# ENTRIES SHOWN
◆ ◆ ◆ ◆
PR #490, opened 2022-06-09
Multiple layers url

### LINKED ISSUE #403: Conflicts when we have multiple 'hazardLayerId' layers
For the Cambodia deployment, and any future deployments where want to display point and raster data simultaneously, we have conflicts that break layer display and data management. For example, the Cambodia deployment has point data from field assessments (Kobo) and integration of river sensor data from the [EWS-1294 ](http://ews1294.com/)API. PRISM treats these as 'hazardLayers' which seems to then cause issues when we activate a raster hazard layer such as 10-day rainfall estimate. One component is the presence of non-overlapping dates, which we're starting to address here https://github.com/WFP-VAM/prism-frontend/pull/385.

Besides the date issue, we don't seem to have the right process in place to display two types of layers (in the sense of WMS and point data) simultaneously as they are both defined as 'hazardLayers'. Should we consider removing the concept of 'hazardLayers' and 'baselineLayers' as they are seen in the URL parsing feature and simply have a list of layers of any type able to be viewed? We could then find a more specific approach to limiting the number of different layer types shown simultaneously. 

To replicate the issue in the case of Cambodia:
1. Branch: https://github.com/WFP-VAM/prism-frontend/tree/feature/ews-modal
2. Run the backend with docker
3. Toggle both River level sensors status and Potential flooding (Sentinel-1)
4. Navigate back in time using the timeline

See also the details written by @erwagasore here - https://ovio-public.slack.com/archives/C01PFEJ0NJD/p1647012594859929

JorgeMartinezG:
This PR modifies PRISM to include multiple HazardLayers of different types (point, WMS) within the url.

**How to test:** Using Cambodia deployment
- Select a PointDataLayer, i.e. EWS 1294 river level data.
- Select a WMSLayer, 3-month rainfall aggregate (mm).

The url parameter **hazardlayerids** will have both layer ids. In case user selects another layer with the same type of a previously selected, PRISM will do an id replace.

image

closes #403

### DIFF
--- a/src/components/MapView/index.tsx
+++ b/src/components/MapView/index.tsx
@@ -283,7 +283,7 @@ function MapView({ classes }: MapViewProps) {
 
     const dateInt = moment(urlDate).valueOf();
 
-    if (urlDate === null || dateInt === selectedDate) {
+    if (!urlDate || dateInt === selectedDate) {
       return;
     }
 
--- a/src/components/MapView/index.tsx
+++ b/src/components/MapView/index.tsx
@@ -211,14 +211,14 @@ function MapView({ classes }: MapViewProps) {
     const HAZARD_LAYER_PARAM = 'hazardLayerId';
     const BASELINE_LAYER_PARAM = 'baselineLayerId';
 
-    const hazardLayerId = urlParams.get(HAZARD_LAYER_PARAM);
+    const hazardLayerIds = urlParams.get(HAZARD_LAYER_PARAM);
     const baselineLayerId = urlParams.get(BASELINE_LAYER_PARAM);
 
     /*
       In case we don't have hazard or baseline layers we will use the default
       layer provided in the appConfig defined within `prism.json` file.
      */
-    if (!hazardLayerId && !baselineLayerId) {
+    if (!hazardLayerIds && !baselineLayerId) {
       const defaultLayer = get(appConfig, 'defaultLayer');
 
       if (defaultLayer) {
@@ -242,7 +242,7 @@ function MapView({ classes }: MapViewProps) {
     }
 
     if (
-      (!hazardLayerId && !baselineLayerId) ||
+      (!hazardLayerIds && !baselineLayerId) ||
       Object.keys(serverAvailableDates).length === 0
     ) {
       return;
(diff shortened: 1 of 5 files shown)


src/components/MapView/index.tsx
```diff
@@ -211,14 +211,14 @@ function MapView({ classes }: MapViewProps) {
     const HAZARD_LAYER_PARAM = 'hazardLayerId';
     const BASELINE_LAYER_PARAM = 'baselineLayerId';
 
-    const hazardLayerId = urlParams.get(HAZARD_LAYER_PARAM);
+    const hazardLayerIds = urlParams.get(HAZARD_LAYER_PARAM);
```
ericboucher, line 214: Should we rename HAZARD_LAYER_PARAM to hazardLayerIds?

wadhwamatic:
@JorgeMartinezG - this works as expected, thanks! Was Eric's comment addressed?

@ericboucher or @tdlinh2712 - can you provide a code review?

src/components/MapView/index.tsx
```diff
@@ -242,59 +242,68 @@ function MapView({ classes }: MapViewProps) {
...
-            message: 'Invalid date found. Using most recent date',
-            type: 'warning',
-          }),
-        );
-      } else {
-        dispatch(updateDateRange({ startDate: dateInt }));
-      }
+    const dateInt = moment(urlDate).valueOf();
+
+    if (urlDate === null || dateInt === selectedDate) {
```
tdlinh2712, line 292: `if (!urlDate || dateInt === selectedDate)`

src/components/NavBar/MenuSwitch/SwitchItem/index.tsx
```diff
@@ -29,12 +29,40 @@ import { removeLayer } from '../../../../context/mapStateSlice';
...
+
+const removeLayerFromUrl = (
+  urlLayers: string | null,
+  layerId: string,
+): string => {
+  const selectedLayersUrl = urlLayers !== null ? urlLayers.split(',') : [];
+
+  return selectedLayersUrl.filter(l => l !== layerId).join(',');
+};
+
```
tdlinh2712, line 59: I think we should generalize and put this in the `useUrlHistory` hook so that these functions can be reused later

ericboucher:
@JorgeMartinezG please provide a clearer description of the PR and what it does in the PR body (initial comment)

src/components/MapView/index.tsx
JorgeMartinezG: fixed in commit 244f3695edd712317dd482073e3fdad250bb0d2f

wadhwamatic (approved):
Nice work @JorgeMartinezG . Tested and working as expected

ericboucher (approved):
◆ ◆ ◆ ◆
# WORK ITEM
Each record above needs to be transcribed word for word.

# ANSWER TO THIS EXERCISE
PR #490, opened 2022-06-09
Multiple layers url

### LINKED ISSUE #403: Conflicts when we have multiple 'hazardLayerId' layers
For the Cambodia deployment, and any future deployments where want to display point and raster data simultaneously, we have conflicts that break layer display and data management. For example, the Cambodia deployment has point data from field assessments (Kobo) and integration of river sensor data from the [EWS-1294 ](http://ews1294.com/)API. PRISM treats these as 'hazardLayers' which seems to then cause issues when we activate a raster hazard layer such as 10-day rainfall estimate. One component is the presence of non-overlapping dates, which we're starting to address here https://github.com/WFP-VAM/prism-frontend/pull/385.

Besides the date issue, we don't seem to have the right process in place to display two types of layers (in the sense of WMS and point data) simultaneously as they are both defined as 'hazardLayers'. Should we consider removing the concept of 'hazardLayers' and 'baselineLayers' as they are seen in the URL parsing feature and simply have a list of layers of any type able to be viewed? We could then find a more specific approach to limiting the number of different layer types shown simultaneously. 

To replicate the issue in the case of Cambodia:
1. Branch: https://github.com/WFP-VAM/prism-frontend/tree/feature/ews-modal
2. Run the backend with docker
3. Toggle both River level sensors status and Potential flooding (Sentinel-1)
4. Navigate back in time using the timeline

See also the details written by @erwagasore here - https://ovio-public.slack.com/archives/C01PFEJ0NJD/p1647012594859929

JorgeMartinezG:
This PR modifies PRISM to include multiple HazardLayers of different types (point, WMS) within the url.

**How to test:** Using Cambodia deployment
- Select a PointDataLayer, i.e. EWS 1294 river level data.
- Select a WMSLayer, 3-month rainfall aggregate (mm).

The url parameter **hazardlayerids** will have both layer ids. In case user selects another layer with the same type of a previously selected, PRISM will do an id replace.

image

closes #403

### DIFF
--- a/src/components/MapView/index.tsx
+++ b/src/components/MapView/index.tsx
@@ -283,7 +283,7 @@ function MapView({ classes }: MapViewProps) {
 
     const dateInt = moment(urlDate).valueOf();
 
-    if (urlDate === null || dateInt === selectedDate) {
+    if (!urlDate || dateInt === selectedDate) {
       return;
     }
 
--- a/src/components/MapView/index.tsx
+++ b/src/components/MapView/index.tsx
@@ -211,14 +211,14 @@ function MapView({ classes }: MapViewProps) {
     const HAZARD_LAYER_PARAM = 'hazardLayerId';
     const BASELINE_LAYER_PARAM = 'baselineLayerId';
 
-    const hazardLayerId = urlParams.get(HAZARD_LAYER_PARAM);
+    const hazardLayerIds = urlParams.get(HAZARD_LAYER_PARAM);
     const baselineLayerId = urlParams.get(BASELINE_LAYER_PARAM);
 
     /*
       In case we don't have hazard or baseline layers we will use the default
       layer provided in the appConfig defined within `prism.json` file.
      */
-    if (!hazardLayerId && !baselineLayerId) {
+    if (!hazardLayerIds && !baselineLayerId) {
       const defaultLayer = get(appConfig, 'defaultLayer');
 
       if (defaultLayer) {
@@ -242,7 +242,7 @@ function MapView({ classes }: MapViewProps) {
     }
 
     if (
-      (!hazardLayerId && !baselineLayerId) ||
+      (!hazardLayerIds && !baselineLayerId) ||
       Object.keys(serverAvailableDates).length === 0
     ) {
       return;
(diff shortened: 1 of 5 files shown)


src/components/MapView/index.tsx
```diff
@@ -211,14 +211,14 @@ function MapView({ classes }: MapViewProps) {
     const HAZARD_LAYER_PARAM = 'hazardLayerId';
     const BASELINE_LAYER_PARAM = 'baselineLayerId';
 
-    const hazardLayerId = urlParams.get(HAZARD_LAYER_PARAM);
+    const hazardLayerIds = urlParams.get(HAZARD_LAYER_PARAM);
```
ericboucher, line 214: Should we rename HAZARD_LAYER_PARAM to hazardLayerIds?

wadhwamatic:
@JorgeMartinezG - this works as expected, thanks! Was Eric's comment addressed?

@ericboucher or @tdlinh2712 - can you provide a code review?

src/components/MapView/index.tsx
```diff
@@ -242,59 +242,68 @@ function MapView({ classes }: MapViewProps) {
...
-            message: 'Invalid date found. Using most recent date',
-            type: 'warning',
-          }),
-        );
-      } else {
-        dispatch(updateDateRange({ startDate: dateInt }));
-      }
+    const dateInt = moment(urlDate).valueOf();
+
+    if (urlDate === null || dateInt === selectedDate) {
```
tdlinh2712, line 292: `if (!urlDate || dateInt === selectedDate)`

src/components/NavBar/MenuSwitch/SwitchItem/index.tsx
```diff
@@ -29,12 +29,40 @@ import { removeLayer } from '../../../../context/mapStateSlice';
...
+
+const removeLayerFromUrl = (
+  urlLayers: string | null,
+  layerId: string,
+): string => {
+  const selectedLayersUrl = urlLayers !== null ? urlLayers.split(',') : [];
+
+  return selectedLayersUrl.filter(l => l !== layerId).join(',');
+};
+
```
tdlinh2712, line 59: I think we should generalize and put this in the `useUrlHistory` hook so that these functions can be reused later

ericboucher:
@JorgeMartinezG please provide a clearer description of the PR and what it does in the PR body (initial comment)

src/components/MapView/index.tsx
JorgeMartinezG: fixed in commit 244f3695edd712317dd482073e3fdad250bb0d2f

wadhwamatic (approved):
Nice work @JorgeMartinezG . Tested and working as expected

ericboucher (approved):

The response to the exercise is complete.